OGJ Senior Writer
HOUSTON, May 20 -- After dropping almost 10% in the previous seven sessions, the front-month crude contract inched higher May 19 in the New York market on a “somewhat bullish” government report on US inventories and the strengthening of the euro.
“Gas prices, on the other hand, fell more than 4% after rallying around 10% the past 2 weeks. This drove energy stocks to underperform,” said analysts in the Houston office of Raymond James & Associates Inc.
Raymond James analysts said, “Falling back in line with their historical inverse relationship, crude oil has relinked with the US dollar over the last 3 weeks and has shown a negative correlation…. Prior to that, the dollar and crude gained ground together as indicators of a global recovery spurred on forecasts for oil demand while a flight to safety lifted the dollar. The positive correlation was largely based on the idea that European debt fears were specifically isolated to the PIGS countries [Portugal, Italy, Greece, and Spain], but debt contagion fears have since spread quickly across the continent as the crisis is now seen more as a deleveraging issue than just a currency issue.”
They said, “As we watch initial attempts at European austerity and the corresponding lack of job and demand growth, look for crude to follow its historical mantra of ‘dollar up, crude down.’”
Meanwhile, the Energy Information Administration reported the injection of 76 bcf of natural gas into US underground storage in the week ended May 14. That raised the working gas in storage to 2.2 tcf, up 73 bcf from the comparable period last year and 308 bcf above the 5-year average.
EIA earlier said commercial US crude inventories increased by 200,000 bbl to 362.7 million bbl in the week ended May 14. Gasoline stocks were down 300,000 bbl to 221.8 million bbl. Distillate fuel inventories fell 1 million bbl to 152.8 million bbl (OGJ Online, May 19, 2010).
The EIA report “is showing another overall build of stocks, although the overall build was relatively small at 1.2 million bbl and most of the build was in ‘other products’ while the visible stocks (crude plus clean petroleum products) had a stock draw of 1.3 million bbl. The visible stock draws were, however, higher a year ago during the spring and that means that the level of visible stocks in the US remains well above the recent history,” said Olivier Jakob at Petromatrix, Zug, Switzerland.
Jakob noted crude stocks in Cushing, Okla., continued to build “as expected,” and imports of Canadian crude into the Midwest “remain healthy” at 1.2 million b/d. “However, the demand side is also getting healthier in the Midwest with a pick up in crude oil refinery runs, which could cap some of the crude oil stock builds in that region,” he said.

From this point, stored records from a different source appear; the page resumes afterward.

PR #150, opened 2020-07-16
Enhancement/add missing uiclasses

vlebourl:


custom_components/tahoma/__init__.py
```diff
@@ -59,7 +59,10 @@ async def async_setup_entry(hass: HomeAssistant, entry: ConfigEntry):
     for device in devices:
         _device = controller.get_device(device)
 
-        if _device.uiclass in TAHOMA_TYPES:
+        if (
+            _device.uiclass in TAHOMA_TYPES
+            and TAHOMA_TYPES[_device.uiclass] is not None
+        ):
```
tetienne, line 65: `if TAHOMA_TYPES.get(_device.uiclass])` is enough.

iMicknl:
@vlebourl I will close this one for now. Lets see if we need to add those in the future :). But I think we should just add classes that are supported, where other classes will show a debug error.

PR #152, opened 2020-07-16
Group entities that belong to the same device

tetienne:
Some of my device urls look like: "io://xxxxx/4468654#10", "io://xxxxx/4468654#9"... 
We can use this to group several entities in the same device.

### DIFF
--- a/custom_components/tahoma/tahoma_device.py
+++ b/custom_components/tahoma/tahoma_device.py
@@ -119,7 +119,7 @@ class TahomaDevice(Entity):
     def device_info(self):
         """Return device registry information for this entity."""
         return {
-            "identifiers": {(DOMAIN, self.unique_id)},
+            "identifiers": {(DOMAIN, self.unique_id.split("#", 1)[0])},
             "manufacturer": "Somfy",
             "name": self.name,
             "model": self.tahoma_device.widget,


custom_components/tahoma/tahoma_device.py
```diff
@@ -119,7 +119,7 @@ def device_state_attributes(self):
     def device_info(self):
         """Return device registry information for this entity."""
         return {
-            "identifiers": {(DOMAIN, self.unique_id)},
+            "identifiers": {(DOMAIN, self.unique_id.split("#", 1)[0])},
             "manufacturer": "Somfy",
             "name": self.name,
             "model": self.tahoma_device.widget,
```
vlebourl, line 125: name and model should not stay I guess, at least in the Thermostat, they're not the same for all 3 entities.

tetienne:
>>> unique_id="io://xxxxx/4468654#10"
>>> unique_id.split("#", 1)[0]
'io://xxxxx/4468654'
>>> unique_id = "foo"
>>> unique_id.split("#", 1)[0]
'foo'

vlebourl:
This is rejected as not possible in a satisfactory as Somfy doesn't have the Device abstraction as HA does.

Issue #151, opened 2020-07-16
Simplify climate integration


vlebourl:
ok, here are my thoughts regarding the climate entity:
- as it is now, I don't think it will be accepted in core
- the option flow is not very self explanatory
- Somfy has different logics depending on the devices (I know only of the Smart thermostat and AEH or now, but according to the uiClasses list, there are others)

What we can do:
- remove the option flow
- build the climate entity for smart thermostat by retrieving the temperature sensor with the same url, supporting target temperature and preset modes
- build a dumb climate entity only supporting presets for AEH (and maybe comparable devices we don't know of yet)

vlebourl:
Closed by #159

PR #159, opened 2020-07-20
Enhancement/refactor climate

vlebourl:
Refactor climate component.

* **Breaking change** Removed option flow as is no longer needed.
* Simplify AtlanticElectricalHeater component to support only preset modes to stick to what the physical device actually does.
  **Breaking change** This entity no longer supports target temperature.

* Separate devices into different classes to make the code more readable. 
* Add a base class for common properties.

Github Issue: #151


custom_components/tahoma/climate.py
```diff
@@ -67,179 +179,63 @@
...
-
-    def __init__(self, tahoma_device, controller, sensor_id=None, preset_temp=None):
-        """Initialize the sensor."""
-        super().__init__(tahoma_device, controller)
-        if preset_temp is None:
-            preset_temp = {}
-        self._temp_sensor_entity_id = sensor_id
-        self._current_temperature = 0
-        self._target_temp = None
+class SomfyThermostat(BaseClimateEntity):
```
tetienne, line 203: Can you move these new classes to a dedicated file? It will avoid having a big module.

custom_components/tahoma/climate.py
```diff
@@ -1,58 +1,170 @@
...
+        """Return a list of available preset modes."""
+        return self._preset_modes
+
+
+COMMAND_SET_HEATING_LEVEL = "setHeatingLevel"
+
+IO_TARGET_HEATING_LEVEL_STATE = "io:TargetHeatingLevelState"
+
+PRESET_FROST_PROTECTION = "frostprotection"
+PRESET_OFF = "off"
```
tetienne, line 114: Constant are usually at the top of the file.

custom_components/tahoma/climate.py
vlebourl: to be honest, I tried but it failed miserably... Somehow I couldn't get HA to start and correctly import the classes...

custom_components/tahoma/climate.py
tetienne: Oh, that's linked to the class below.

custom_components/tahoma/climate.py
```diff
@@ -1,58 +1,170 @@
...
+class BaseClimateEntity(TahomaDevice, ClimateEntity):
+    """Base class for Tahoma climate entity."""
+
+    def __init__(self, device, controller):
+        """Init method."""
+        super().__init__(device, controller)
+        self._preset_modes = None
+        self._preset_mode = None
+        self._hvac_modes = None
+        self._hvac_mode = None
```
tetienne, line 75: This cannot be retrieved from the states?

custom_components/tahoma/climate.py
vlebourl: done

custom_components/tahoma/climate.py
```diff
@@ -1,498 +1,34 @@
...
+    for device in climate_devices:
+        if device.widget == AEH:
+            entities.append(AtlanticElectricalHeater(device, controller))
+        elif device.widget == ST:
+            base_url = device.url.split("#", 1)[0]
+            sensor = None
+            for k, v in hass.data["entity_registry"].entities.items():
+                if v.unique_id == base_url + "#2":
+                    sensor = k
+                    break
```
tetienne, line 32: It seems you can retrieve an entity directly using its id:
```
entity_registry = await self.hass.helpers.entity_registry.async_get_registry()
entity_entry = entity_registry.async_get(f"{base_url}#2")
```

custom_components/tahoma/climate_st.py
```diff
@@ -0,0 +1,242 @@
...
+    STATE_PRESET_FREEZE: PRESET_FREEZE,
+    STATE_PRESET_MANUAL: PRESET_NONE,
+    STATE_PRESET_SLEEPING_MODE: PRESET_NIGHT,
+}
+PRESET_TEMPERATURES = {
+    PRESET_HOME: "somfythermostat:AtHomeTargetTemperatureState",
+    PRESET_AWAY: "somfythermostat:AwayModeTargetTemperatureState",
+    PRESET_FREEZE: "somfythermostat:FreezeModeTargetTemperatureState",
+    PRESET_NIGHT: "somfythermostat:SleepingModeTargetTemperatureState",
+}
```
tetienne, line 70: Nice

custom_components/tahoma/climate_st.py
```diff
@@ -0,0 +1,242 @@
...
+
+    def __init__(self, device, controller, sensor):
+        """Init method."""
+        super().__init__(device, controller)
+        self._temp_sensor_entity_id = sensor
+        self._saved_target_temp = (
+            self.select_state(PRESET_TEMPERATURES[self.preset_mode])
+            if self.hvac_mode == HVAC_MODE_AUTO
+            else self.select_state(CORE_DEROGATED_TARGET_TEMPERATURE_STATE)
+        )
```
tetienne, line 84: This is not really readable.

custom_components/tahoma/climate_st.py
```diff
@@ -0,0 +1,242 @@
...
+        def _async_startup(event):
+            """Init on startup."""
+            if self._temp_sensor_entity_id is not None:
+                temp_sensor_state = self.hass.states.get(self._temp_sensor_entity_id)
+                if temp_sensor_state and temp_sensor_state.state != STATE_UNKNOWN:
+                    self.update_temp(temp_sensor_state)
+
+        self.hass.bus.async_listen_once(EVENT_HOMEASSISTANT_START, _async_startup)
+
+        self.schedule_update_ha_state(True)
```
tetienne, line 104: It probably work, but I don't get it. What's the purpose?

custom_components/tahoma/climate_st.py
```diff
@@ -0,0 +1,242 @@
...
+        return [HVAC_MODE_AUTO, HVAC_MODE_HEAT]
+
+    @property
+    def preset_mode(self) -> Optional[str]:
+        """Return the current preset mode, e.g., home, away, temp."""
+        return MAP_PRESET_MODES[
+            self.select_state(ST_HEATING_MODE_STATE)
+            if self.hvac_mode == HVAC_MODE_AUTO
+            else self.select_state(ST_DEROGATION_HEATING_MODE_STATE)
+        ]
```
tetienne, line 151: Not really readable.

custom_components/tahoma/climate_st.py
```diff
@@ -0,0 +1,242 @@
...
+
+    @property
+    def current_temperature(self) -> Optional[float]:
+        """Return the current temperature."""
+        return self._current_temperature
+
+    @property
+    def min_temp(self) -> float:
+        """Return the minimum temperature."""
+        return 15.0
```
tetienne, line 172: Why?

custom_components/tahoma/climate_st.py
```diff
@@ -0,0 +1,242 @@
...
+        if temperature is None:
+            return
+
+        self.apply_action(
+            COMMAND_SET_DEROGATION, temperature, STATE_DEROGATION_FURTHER_NOTICE
+        )
+        self.apply_action(
+            COMMAND_SET_MODE_TEMPERATURE, STATE_PRESET_MANUAL, temperature
+        )
+        self.apply_action(COMMAND_REFRESH_STATE)
```
tetienne, line 200: Why refresh the state for this platform in particular?

custom_components/tahoma/climate_st.py
```diff
@@ -0,0 +1,242 @@
...
+            self.apply_action(COMMAND_EXIT_DEROGATION)
+            self.apply_action(COMMAND_REFRESH_STATE)
+        elif hvac_mode == HVAC_MODE_HEAT:
+            self.set_preset_mode(PRESET_NONE)
+
+    def set_preset_mode(self, preset_mode: str) -> None:
+        """Set new preset mode."""
+        if self.preset_mode == preset_mode:
+            return
+        modes = {
```
tetienne, line 217: Can be set as constant at the top of the module.

custom_components/tahoma/climate_st.py
```diff
@@ -0,0 +1,242 @@
...
+                COMMAND_SET_DEROGATION,
+                self._saved_target_temp,
+                STATE_DEROGATION_FURTHER_NOTICE,
+            )
+            self.apply_action(
+                COMMAND_SET_MODE_TEMPERATURE,
+                STATE_PRESET_MANUAL,
+                self._saved_target_temp,
+            )
+        self.apply_action(COMMAND_REFRESH_STATE)
```
tetienne, line 242: Same remark.

custom_components/tahoma/climate.py
vlebourl: done

custom_components/tahoma/climate_st.py
vlebourl: line 104? It's to first a first update at startup to get the temperature from the sensor freshly registered. I guess we can get rid of that line.

custom_components/tahoma/climate_st.py
vlebourl: is this better?
```
 @property
    def preset_mode(self) -> Optional[str]:
        """Return the current preset mode, e.g., home, away, temp."""
        st_preset = (
            self.select_state(ST_HEATING_MODE_STATE)
            if self.hvac_mode == HVAC_MODE_AUTO
            else self.select_state(ST_DEROGATION_HEATING_MODE_STATE)
        )
        return MAP_PRESET_MODES[st_preset]
```

custom_components/tahoma/climate_st.py
vlebourl: Because Somfy Smart Thermostat is limited to the range 15-26°C. As this property is part of the ClimateEntity, I think it's better to set that her, than check whether temperature is in the right range in `set_temperature` (although that should be done as well in case a user passes a temperature outside of the range in a service or an automation...)

custom_components/tahoma/climate_st.py
vlebourl:
```
COMMAND_REFRESH_DEROGATION = "refreshDerogation"
COMMAND_REFRESH_MODE_SETTING = "refreshModeSettings"
COMMAND_REFRESH_STATE = "refreshState"
```
these commands are part of ST but not AEH. To be fair, I'm not sure what it does, but at some point, TaHoma wasn't updating the states on its side without triggering the refreshState.
I'll try without it and see whether it should be kept.

custom_components/tahoma/climate_st.py
vlebourl: it can, but as it's only used there, I thought it would be clearer. I'll move it.

custom_components/tahoma/climate_st.py
vlebourl: same answer

custom_components/tahoma/climate_st.py
vlebourl: After some testing, the `refreshState` is needed to have the new state reflected in TaHoma, thus in HA.
plus opening the thermostat popup in tahomalink and sending a command triggers the refresh as well.
image

custom_components/tahoma/climate_st.py
tetienne: The whole method :)

custom_components/tahoma/climate_st.py
tetienne: That's the "ternary" operator I don't like when on multiple line. A classic if block is more readable.
```python
@property
    def preset_mode(self) -> Optional[str]:
        """Return the current preset mode, e.g., home, away, temp."""
       state = self.select_state(ST_DEROGATION_HEATING_MODE_STATE)
       if self.hvac_mode == HVAC_MODE_AUTO
         state =  self.select_state(ST_HEATING_MODE_STATE)
       return MAP_PRESET_MODES[st_preset]
```

custom_components/tahoma/climate_st.py
tetienne: Got it. HA probably has a check on this property if we set a value below this value.

custom_components/tahoma/climate_st.py
vlebourl: it attaches the temperature sensor to the thermostat entity. It's taken from the generic thermostat where you have to specify the temperature sensor: https://github.com/home-assistant/core/blob/60009ec2f96001fd95713f0a835feac77513d156/homeassistant/components/generic_thermostat/climate.py#L180

custom_components/tahoma/climate_st.py
tetienne: Understood. This refresh command is not sent for the other widgets?

It would be nice to group our commands in one call like Somfy does.

custom_components/tahoma/climate_st.py
vlebourl: let's agree to disagree on that ;-)
@iMicknl, can you help us choose between the solutions?

custom_components/tahoma/climate_st.py
vlebourl: I think it's specific to the somfy smart thermostat.

custom_components/tahoma/climate_st.py
vlebourl: done

custom_components/tahoma/climate_deh.py
```diff
@@ -0,0 +1,78 @@
...
+
+    @property
+    def target_temperature(self):
+        """Return the temperature we try to reach."""
+        return self.select_state(CORE_LEVEL_STATE)
+
+    def set_temperature(self, **kwargs) -> None:
+        """Set new target temperature."""
+        percentage = kwargs.get(ATTR_TEMPERATURE)
+        if percentage is None:
```
tetienne, line 55: It can happen?

vlebourl: not sure, took it from [here](https://github.com/home-assistant/core/blob/60009ec2f96001fd95713f0a835feac77513d156/homeassistant/components/generic_thermostat/climate.py#L330)

custom_components/tahoma/climate_deh.py
```diff
@@ -36,7 +40,7 @@ def supported_features(self) -> int:
     @property
     def temperature_unit(self) -> str:
         """Return the unit of measurement used by the platform."""
-        return TEMP_CELSIUS
+        return UNIT_PERCENTAGE
```
tetienne, line 43: So weird

vlebourl: I know... but the device is actually in percent, with 100 being of, and 0% being full on...
Thanks somfy for the logic

custom_components/tahoma/climate_deh.py
```diff
@@ -0,0 +1,84 @@
...
+        """Return the temperature we try to reach."""
+        return 100 - self.select_state(CORE_LEVEL_STATE)
+
+    def set_temperature(self, **kwargs) -> None:
+        """Set new target temperature."""
+        level = kwargs.get(ATTR_TEMPERATURE)
+        if level is None:
+            return
+        self.apply_action(COMMAND_SET_LEVEL, 100 - int(level))
+        self.apply_action(COMMAND_GET_LEVEL)
```
tetienne, line 62: If I understood correctly, that's what do Somfy on their website?

custom_components/tahoma/climate_deh.py
```diff
@@ -0,0 +1,84 @@
...
+
+    def set_hvac_mode(self, hvac_mode: str) -> None:
+        """Set new target hvac mode."""
+        level = 0
+        if hvac_mode == HVAC_MODE_HEAT:
+            level = self._saved_level
+        else:
+            self._saved_level = self.target_temperature
+        self.apply_action(COMMAND_SET_LEVEL, 100 - int(level))
+        self.apply_action(COMMAND_GET_LEVEL)
```
tetienne, line 84: Sorry, I don't get the use case. Why do we need to store the target_temperature if not in HEAT mode?

custom_components/tahoma/climate_st.py
```diff
@@ -0,0 +1,245 @@
...
+    def set_temperature(self, **kwargs) -> None:
+        """Set new target temperature."""
+        temperature = kwargs.get(ATTR_TEMPERATURE)
+        if temperature is None:
+            return
+
+        if temperature < 15.0:
+            temperature = 15
+        elif temperature > 26.0:
+            temperature = 26
```
tetienne, line 202:
```suggestion
        if temperature < self.min_temp():
            temperature = self.min_temp()
        elif temperature > self.max_temp():
            temperature = self.max_temp()
```

custom_components/tahoma/climate_deh.py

“Stocks of crude oil [along] the US Gulf [Coast] are stable and have not been greatly reduced over the last few weeks, despite some probable stock transfers to Cushing,” Jakob said, “Stocks of gasoline had a marginal stock draw, and that leaves US gasoline stocks relatively flat so far in the spring compared [with] a seasonal stock draw and as well above the levels of recent years for the season.”
US distillates had a small draw, but levels remain above those of recent years. “Implied demand for distillates is relatively strong, and there we will have to wait also for the end of the month revisions to be able to split what is real US demand and what is demand for export,” he said.
The June contract for benchmark US sweet, light crudes traded at $67.90-71.43/bbl May 19 on the New York Mercantile Exchange before closing at $69.87/bbl, up 46¢ for the day. The July contract, however, dropped 22¢ to $72.48/bbl. Contracts for subsequent months also posted losses but remained in contango.
On the US spot market, West Texas Intermediate at Cushing was up 46¢ to $69.87/bbl. Heating oil for June delivery declined 1.63¢ to $1.95/gal on NYMEX. Reformulated blend stock for oxygenate blending for the same month lost 2.79¢ to $2.02/gal.
The June natural gas contract fell 18.4¢ to $4.16/MMbtu on NYMEX. On the US spot market, gas at Henry Hub, La., dropped 16.5¢ to $4.25/MMbtu.
In London, the July IPE contract for North Sea Brent crude was down 74¢ to $73.69/bbl. Gas oil for June dropped $20.50 to $617.75/tonne.
The average price for the Organization of Petroleum Exporting Countries' basket of 12 reference crudes fell $2.20 to $70.57/bbl.